- [SUPPLIED RECORDS]:
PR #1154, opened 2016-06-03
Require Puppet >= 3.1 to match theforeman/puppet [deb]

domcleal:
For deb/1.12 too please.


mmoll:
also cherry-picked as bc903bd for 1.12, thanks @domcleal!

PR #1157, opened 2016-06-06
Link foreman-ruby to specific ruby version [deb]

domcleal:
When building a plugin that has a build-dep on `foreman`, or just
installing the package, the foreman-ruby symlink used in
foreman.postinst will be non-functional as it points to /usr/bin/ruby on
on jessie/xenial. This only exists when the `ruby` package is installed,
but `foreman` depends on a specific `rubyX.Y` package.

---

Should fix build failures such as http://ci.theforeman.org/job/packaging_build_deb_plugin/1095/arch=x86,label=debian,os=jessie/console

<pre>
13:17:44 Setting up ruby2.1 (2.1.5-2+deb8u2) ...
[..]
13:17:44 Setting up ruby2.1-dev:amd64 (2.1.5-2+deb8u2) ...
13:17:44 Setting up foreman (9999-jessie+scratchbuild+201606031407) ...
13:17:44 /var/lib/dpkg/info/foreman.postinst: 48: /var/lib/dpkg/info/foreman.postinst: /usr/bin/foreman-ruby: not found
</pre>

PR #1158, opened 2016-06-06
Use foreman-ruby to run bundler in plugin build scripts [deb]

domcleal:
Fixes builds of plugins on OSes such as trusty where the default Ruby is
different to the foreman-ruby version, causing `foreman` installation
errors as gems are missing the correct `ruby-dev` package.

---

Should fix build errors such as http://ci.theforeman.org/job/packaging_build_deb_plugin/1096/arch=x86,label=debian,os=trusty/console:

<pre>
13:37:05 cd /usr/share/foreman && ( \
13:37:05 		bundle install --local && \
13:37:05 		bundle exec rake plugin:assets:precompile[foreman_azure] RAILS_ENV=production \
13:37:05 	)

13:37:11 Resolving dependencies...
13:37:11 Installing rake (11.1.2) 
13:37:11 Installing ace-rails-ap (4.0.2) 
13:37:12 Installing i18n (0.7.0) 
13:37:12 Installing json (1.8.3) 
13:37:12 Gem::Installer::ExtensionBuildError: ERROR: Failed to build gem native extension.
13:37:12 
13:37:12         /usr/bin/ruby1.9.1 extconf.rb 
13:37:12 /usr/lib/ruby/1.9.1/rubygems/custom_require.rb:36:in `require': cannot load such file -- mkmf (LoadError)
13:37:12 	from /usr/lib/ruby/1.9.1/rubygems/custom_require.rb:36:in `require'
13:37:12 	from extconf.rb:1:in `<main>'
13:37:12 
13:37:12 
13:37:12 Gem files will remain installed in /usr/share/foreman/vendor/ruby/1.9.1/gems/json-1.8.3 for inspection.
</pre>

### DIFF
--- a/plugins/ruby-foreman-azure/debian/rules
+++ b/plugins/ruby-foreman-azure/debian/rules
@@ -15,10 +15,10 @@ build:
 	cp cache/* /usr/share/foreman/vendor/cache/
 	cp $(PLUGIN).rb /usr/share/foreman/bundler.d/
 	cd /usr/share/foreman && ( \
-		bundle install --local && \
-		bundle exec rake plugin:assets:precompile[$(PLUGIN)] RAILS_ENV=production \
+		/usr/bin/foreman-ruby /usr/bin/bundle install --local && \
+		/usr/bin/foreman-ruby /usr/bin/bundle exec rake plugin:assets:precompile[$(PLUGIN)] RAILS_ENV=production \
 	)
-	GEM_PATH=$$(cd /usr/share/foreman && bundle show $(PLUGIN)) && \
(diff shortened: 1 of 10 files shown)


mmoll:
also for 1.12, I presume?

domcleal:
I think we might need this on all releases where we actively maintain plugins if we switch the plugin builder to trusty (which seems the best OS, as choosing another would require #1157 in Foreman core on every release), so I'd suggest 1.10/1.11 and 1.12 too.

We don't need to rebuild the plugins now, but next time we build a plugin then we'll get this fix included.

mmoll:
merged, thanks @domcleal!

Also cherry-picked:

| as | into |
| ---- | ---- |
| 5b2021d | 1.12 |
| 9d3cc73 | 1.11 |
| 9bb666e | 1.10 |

...

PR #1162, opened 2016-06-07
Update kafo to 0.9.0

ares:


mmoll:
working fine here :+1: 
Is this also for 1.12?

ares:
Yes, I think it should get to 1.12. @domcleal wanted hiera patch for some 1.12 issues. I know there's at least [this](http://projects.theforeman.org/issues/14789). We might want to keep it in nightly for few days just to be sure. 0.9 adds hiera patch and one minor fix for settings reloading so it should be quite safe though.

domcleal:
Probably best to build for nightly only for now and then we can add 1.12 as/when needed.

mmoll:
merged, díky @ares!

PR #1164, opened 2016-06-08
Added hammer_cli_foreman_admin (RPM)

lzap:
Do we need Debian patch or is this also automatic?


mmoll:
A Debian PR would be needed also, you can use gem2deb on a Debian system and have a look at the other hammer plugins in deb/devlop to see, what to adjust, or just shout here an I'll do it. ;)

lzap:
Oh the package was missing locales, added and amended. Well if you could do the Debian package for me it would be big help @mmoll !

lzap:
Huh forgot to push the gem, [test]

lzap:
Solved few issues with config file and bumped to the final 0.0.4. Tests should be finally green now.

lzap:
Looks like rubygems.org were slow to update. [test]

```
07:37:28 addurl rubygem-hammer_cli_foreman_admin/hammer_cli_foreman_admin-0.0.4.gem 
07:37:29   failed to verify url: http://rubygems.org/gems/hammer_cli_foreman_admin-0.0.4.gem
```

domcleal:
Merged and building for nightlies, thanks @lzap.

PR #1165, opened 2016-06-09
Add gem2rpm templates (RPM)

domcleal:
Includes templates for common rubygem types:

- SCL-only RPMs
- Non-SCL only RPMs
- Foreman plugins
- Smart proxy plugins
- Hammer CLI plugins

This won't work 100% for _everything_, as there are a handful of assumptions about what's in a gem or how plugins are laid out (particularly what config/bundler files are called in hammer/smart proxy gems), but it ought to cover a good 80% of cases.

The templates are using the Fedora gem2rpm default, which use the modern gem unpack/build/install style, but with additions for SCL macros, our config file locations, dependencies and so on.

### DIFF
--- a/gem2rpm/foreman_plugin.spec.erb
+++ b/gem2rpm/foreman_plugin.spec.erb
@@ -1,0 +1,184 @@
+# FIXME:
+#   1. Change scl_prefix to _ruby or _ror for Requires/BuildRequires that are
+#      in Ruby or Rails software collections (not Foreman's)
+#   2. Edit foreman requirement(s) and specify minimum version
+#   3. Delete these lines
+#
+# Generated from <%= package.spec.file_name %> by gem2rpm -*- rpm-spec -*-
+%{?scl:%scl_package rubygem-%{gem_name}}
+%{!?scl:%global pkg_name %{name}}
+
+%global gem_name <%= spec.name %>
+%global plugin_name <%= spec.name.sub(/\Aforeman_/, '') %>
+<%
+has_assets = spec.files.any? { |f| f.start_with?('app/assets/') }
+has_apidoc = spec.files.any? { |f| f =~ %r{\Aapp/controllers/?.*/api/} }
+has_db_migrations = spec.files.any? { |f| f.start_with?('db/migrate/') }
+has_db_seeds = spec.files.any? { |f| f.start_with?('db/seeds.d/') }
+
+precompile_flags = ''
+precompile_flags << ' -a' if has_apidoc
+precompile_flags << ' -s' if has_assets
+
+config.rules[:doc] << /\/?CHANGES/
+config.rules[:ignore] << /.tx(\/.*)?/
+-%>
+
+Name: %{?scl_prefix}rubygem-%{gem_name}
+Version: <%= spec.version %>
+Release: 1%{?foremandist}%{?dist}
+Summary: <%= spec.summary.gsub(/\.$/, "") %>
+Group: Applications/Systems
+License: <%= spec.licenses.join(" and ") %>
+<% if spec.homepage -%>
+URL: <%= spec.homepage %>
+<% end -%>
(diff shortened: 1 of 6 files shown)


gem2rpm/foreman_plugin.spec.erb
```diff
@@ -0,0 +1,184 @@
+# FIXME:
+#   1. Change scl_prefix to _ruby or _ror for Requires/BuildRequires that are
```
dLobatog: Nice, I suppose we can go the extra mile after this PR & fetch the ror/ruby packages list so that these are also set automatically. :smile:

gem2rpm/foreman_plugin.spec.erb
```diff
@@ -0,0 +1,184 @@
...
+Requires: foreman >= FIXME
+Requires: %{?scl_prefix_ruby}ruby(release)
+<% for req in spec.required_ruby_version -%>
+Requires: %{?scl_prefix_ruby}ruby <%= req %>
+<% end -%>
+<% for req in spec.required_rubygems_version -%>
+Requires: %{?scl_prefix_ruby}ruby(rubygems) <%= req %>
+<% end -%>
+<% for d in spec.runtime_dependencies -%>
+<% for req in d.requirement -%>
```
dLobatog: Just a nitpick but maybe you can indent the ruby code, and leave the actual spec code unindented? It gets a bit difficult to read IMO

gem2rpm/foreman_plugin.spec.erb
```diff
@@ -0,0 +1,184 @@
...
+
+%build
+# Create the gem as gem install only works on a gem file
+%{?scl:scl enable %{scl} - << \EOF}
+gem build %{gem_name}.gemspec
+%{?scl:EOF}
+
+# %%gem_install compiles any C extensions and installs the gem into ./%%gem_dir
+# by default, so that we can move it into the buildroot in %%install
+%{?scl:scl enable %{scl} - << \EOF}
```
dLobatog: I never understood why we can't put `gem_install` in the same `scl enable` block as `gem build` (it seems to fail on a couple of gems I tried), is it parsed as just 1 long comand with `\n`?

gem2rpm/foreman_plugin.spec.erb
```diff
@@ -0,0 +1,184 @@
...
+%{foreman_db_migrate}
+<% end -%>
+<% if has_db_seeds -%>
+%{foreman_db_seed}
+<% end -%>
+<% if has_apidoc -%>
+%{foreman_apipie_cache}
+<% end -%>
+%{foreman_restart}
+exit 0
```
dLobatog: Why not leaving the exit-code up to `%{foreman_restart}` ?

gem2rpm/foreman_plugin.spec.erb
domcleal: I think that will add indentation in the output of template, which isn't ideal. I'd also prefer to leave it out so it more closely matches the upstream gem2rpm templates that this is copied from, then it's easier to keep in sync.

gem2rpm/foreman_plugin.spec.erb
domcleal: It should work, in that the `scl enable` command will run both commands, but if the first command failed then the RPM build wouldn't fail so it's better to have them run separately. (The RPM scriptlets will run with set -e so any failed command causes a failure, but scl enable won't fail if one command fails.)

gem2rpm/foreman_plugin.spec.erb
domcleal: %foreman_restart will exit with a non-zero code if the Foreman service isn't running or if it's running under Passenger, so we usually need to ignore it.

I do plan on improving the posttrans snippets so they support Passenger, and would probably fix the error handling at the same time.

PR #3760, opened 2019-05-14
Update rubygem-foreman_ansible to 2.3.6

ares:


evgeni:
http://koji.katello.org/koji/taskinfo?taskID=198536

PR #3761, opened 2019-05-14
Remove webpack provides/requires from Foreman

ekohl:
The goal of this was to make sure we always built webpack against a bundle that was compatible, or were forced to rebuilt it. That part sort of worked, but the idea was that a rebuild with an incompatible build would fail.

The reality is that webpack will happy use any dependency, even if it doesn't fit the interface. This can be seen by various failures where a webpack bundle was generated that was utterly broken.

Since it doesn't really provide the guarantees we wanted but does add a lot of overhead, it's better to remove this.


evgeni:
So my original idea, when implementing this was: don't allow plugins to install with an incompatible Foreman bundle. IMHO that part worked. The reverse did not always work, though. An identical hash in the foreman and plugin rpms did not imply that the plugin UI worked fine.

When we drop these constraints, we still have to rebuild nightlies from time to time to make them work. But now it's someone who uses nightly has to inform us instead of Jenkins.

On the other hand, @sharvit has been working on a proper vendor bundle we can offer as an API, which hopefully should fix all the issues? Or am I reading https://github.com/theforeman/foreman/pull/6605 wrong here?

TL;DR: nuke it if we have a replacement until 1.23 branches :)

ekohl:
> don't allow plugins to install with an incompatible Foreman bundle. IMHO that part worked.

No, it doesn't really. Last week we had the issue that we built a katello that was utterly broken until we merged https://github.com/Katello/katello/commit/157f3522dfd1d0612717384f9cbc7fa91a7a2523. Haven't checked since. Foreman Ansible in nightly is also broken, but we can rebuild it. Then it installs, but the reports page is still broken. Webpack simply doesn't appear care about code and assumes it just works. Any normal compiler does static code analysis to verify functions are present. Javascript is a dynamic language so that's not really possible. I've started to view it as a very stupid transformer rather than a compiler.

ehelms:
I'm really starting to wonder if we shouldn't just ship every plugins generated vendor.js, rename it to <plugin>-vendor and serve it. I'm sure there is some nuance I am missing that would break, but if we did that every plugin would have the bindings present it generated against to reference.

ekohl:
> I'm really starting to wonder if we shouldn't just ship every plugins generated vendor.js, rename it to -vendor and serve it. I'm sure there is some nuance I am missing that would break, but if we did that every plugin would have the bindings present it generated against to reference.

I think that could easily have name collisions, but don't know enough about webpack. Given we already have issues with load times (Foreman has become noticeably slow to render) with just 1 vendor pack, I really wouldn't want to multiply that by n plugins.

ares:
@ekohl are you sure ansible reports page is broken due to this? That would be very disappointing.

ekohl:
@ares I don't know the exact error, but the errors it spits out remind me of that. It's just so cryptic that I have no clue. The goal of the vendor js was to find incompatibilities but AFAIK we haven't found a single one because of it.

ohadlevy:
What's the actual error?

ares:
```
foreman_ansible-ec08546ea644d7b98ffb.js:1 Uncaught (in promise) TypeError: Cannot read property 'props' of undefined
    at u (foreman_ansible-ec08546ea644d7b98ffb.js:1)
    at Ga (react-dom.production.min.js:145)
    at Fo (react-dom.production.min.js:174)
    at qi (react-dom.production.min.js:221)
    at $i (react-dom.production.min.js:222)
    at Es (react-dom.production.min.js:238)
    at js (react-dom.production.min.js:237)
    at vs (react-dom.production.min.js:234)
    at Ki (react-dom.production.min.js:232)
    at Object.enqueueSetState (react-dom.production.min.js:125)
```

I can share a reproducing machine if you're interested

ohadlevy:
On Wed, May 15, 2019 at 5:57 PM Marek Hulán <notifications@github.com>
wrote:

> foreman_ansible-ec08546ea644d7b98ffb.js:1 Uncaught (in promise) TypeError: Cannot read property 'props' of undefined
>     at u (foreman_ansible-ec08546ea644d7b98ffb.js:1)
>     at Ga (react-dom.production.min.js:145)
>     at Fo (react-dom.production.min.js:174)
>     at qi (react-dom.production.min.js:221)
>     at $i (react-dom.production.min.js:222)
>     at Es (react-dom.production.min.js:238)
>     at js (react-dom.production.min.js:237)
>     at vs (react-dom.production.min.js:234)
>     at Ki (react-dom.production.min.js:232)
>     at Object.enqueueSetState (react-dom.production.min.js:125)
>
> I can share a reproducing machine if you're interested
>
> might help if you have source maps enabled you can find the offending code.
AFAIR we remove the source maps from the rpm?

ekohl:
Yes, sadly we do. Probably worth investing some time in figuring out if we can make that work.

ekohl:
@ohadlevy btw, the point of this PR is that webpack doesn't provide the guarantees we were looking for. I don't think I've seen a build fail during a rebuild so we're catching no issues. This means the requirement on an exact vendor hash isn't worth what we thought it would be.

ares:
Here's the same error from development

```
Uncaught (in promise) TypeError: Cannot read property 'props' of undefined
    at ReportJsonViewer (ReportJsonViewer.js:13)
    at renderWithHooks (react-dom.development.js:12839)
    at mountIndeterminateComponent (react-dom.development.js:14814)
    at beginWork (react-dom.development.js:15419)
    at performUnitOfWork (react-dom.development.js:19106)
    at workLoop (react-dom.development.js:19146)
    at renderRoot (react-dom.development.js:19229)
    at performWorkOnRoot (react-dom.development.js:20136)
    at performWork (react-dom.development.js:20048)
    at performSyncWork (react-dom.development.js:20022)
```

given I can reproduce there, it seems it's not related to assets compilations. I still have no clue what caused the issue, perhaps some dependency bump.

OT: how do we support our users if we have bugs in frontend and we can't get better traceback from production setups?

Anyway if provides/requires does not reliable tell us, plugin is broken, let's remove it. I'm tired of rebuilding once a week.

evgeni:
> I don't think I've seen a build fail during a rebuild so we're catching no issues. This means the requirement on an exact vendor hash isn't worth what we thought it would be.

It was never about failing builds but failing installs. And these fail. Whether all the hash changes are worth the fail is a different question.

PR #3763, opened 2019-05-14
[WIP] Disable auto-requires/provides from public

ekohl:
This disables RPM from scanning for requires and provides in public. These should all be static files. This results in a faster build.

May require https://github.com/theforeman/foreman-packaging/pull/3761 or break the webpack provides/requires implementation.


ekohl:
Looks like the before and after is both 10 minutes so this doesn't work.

---

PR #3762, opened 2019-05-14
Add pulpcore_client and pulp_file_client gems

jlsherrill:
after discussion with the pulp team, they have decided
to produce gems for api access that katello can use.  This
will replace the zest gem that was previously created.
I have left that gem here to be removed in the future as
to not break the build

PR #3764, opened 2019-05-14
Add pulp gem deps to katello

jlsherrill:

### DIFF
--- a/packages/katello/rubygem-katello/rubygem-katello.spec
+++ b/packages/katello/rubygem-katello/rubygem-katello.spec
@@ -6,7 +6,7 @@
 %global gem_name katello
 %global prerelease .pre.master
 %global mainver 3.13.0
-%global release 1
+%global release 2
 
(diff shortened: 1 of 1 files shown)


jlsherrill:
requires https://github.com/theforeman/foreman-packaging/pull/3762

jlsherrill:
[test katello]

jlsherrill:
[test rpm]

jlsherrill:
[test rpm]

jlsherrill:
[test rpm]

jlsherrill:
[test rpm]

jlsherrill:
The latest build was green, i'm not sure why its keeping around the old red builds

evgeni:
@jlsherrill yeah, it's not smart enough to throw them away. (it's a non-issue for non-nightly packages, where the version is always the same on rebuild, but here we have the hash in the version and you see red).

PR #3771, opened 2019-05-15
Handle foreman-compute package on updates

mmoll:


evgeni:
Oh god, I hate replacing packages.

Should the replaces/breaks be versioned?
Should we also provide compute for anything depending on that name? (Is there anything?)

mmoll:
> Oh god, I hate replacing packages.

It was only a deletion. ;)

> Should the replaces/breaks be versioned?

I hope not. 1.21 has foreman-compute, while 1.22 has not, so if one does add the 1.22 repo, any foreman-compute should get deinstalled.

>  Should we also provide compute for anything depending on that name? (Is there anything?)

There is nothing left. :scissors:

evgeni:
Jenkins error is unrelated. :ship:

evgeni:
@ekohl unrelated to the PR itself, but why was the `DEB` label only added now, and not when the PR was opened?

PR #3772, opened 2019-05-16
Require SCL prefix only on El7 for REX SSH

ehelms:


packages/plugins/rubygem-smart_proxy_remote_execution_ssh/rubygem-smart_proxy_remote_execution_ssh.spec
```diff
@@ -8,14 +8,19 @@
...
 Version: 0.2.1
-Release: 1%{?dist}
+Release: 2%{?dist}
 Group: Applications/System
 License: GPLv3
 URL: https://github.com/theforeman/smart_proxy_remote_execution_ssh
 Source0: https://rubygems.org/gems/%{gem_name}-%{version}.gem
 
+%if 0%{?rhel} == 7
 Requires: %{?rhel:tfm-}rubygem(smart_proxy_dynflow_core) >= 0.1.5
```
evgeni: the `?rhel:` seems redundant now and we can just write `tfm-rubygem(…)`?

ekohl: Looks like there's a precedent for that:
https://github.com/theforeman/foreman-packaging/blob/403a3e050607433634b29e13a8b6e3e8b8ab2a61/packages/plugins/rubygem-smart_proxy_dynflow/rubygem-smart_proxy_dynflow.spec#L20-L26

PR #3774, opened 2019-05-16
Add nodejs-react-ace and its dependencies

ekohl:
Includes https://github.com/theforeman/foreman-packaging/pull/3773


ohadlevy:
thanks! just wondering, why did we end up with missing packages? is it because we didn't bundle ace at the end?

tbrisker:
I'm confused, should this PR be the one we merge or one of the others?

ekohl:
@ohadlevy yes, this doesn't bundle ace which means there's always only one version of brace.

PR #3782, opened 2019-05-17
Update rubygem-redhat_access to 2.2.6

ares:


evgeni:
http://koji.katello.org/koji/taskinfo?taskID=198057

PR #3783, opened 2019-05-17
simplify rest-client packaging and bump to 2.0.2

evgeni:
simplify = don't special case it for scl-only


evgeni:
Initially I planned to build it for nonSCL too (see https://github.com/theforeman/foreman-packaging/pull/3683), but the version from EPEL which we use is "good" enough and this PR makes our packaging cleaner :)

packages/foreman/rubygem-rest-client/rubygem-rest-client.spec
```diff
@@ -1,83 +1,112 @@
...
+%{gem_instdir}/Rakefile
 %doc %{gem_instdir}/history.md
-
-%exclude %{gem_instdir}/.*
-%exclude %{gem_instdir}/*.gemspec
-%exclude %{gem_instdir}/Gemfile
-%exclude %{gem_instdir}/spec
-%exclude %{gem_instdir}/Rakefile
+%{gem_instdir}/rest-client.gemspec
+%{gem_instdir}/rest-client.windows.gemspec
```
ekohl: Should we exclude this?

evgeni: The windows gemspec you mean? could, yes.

- [WHAT IS EXPECTED]:
Determine how many lines of the listing above include the word "Includes", and report that number only.

- [ANSWER BELOW]:
2